A German finance ministry spokesman also said no discussion of a third Greek aid programme was on the agenda for Monday’s eurogroup meeting of finance ministers, while Mr Juncker agreed with Ms Merkel on keeping the focus on implementing the extension to Greece’s bailout agreed last month.
“It is premature to talk about a third programme,” he said.
“That is speculation that is best avoided.”
The fresh talk of a bailout comes amid growing worries about a more pressing funding crunch for Athens in the coming weeks.
At least part of the state’s cash needs for the month will be met by repo transactions in which pension funds and other state entities sitting on cash lend the money to the country’s debt agency through a short-term repurchase agreement for up to 15 days, debt agency officials have told Reuters.
Greece is hoping EU and IMF lenders will relent and unfreeze some aid to ensure it does not default on its payments.

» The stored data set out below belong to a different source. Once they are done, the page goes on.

PR #1276, opened 2021-07-09
Make TSAN happy about variable we double-check on destruction

vlovich:
Not actually a bug but TSAN is unhappy that this value is read
non-atomically (even though the non-atomic read here is safe since we're
destroying the object anyway).

### DIFF
--- a/c++/src/kj/async-xthread-test.c++
+++ b/c++/src/kj/async-xthread-test.c++
@@ -29,6 +29,8 @@
 #include "mutex.h"
 #include <kj/test.h>
 
+#include <atomic>
+
 #if _WIN32
 #include <windows.h>
 #include "windows-sanity.h"
@@ -298,13 +300,16 @@ KJ_TEST("cancel cross-thread event before it runs") {
       exec = &KJ_ASSERT_NONNULL(*lock);
     }
 
-    volatile bool called = false;
+    std::atomic<bool> called(false);
     {
-      Promise<uint> promise = exec->executeAsync([&]() { called = true; return 123u; });
+      Promise<uint> promise = exec->executeAsync([&]() {
+        called.store(true, std::memory_order_relaxed);
+        return 123u;
+      });
       delay();
       KJ_EXPECT(!promise.poll(waitScope));
     }
-    KJ_EXPECT(!called);
+    KJ_EXPECT(!called.load(std::memory_order_relaxed));
 
     *executor.lockExclusive() = nullptr;
   })();
@@ -342,12 +347,12 @@ KJ_TEST("cancel cross-thread event while it runs") {
     }
 
     {
-      volatile bool called = false;
+      std::atomic<bool> called(false);
       Promise<uint> promise = exec->executeAsync([&]() -> kj::Promise<uint> {
-        called = true;
+        called.store(true, std::memory_order_relaxed);
         return kj::NEVER_DONE;
       });
-      while (!called) {
+      while (!called.load(std::memory_order_relaxed)) {
         delay();
       }
       KJ_EXPECT(!promise.poll(waitScope));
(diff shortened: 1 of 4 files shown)


vlovich:
I'm still seeing a bunch more TSAN failures in the following three tests when run locally:

[kj/async-xthread-test](https://pastebin.com/zifhLDeZ)
[kj/async-unix-xthread-test](https://pastebin.com/p0pAEZyP)
[capnp/rpc-twoparty-test](https://pastebin.com/CN8kh9F1)

These all seem to contain much more subtle/difficult race conditions that will take much more time to resolve.

c++/src/kj/mutex.c++
```diff
@@ -210,7 +210,15 @@ Mutex::AcquiredMetadata Mutex::lockedInfo() const {
 Mutex::Mutex(): futex(0) {}
 Mutex::~Mutex() {
   // This will crash anyway, might as well crash with a nice error message.
+
+#if defined(__clang__) || !defined(_MSC_VER)
```
kentonv, line 214: The futex code is Linux-only so I don't think you need this conditional.

c++/src/kj/async-xthread-test.c++
```diff
@@ -49,6 +49,30 @@ inline void delay() { usleep(10000); }
 namespace kj {
 namespace {
 
+// Some trampolines to make TSAN happy about having to read/write volatile values.
+#if defined(_MSC_VER) && !__clang__
+template <typename T>
+inline T xthread_read(volatile T& var) {
```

Athens is due to present a six-point reform plan to eurozone finance ministers on Monday to press its case.
IMF chief Christine Lagarde told MSNBC yesterday that the success of Greece’s reform plan would depend on the framework put in place and how the overhaul is implemented.
“They’ve made progress over the years,” Ms Lagarde said.
“But now clearly number one, they should not lose the benefit of that progress and, two, they really have to reform in-depth the economy so that it works, so that it’s attractive again and so that people want to invest in Greece, so that people want to lend to Greece.”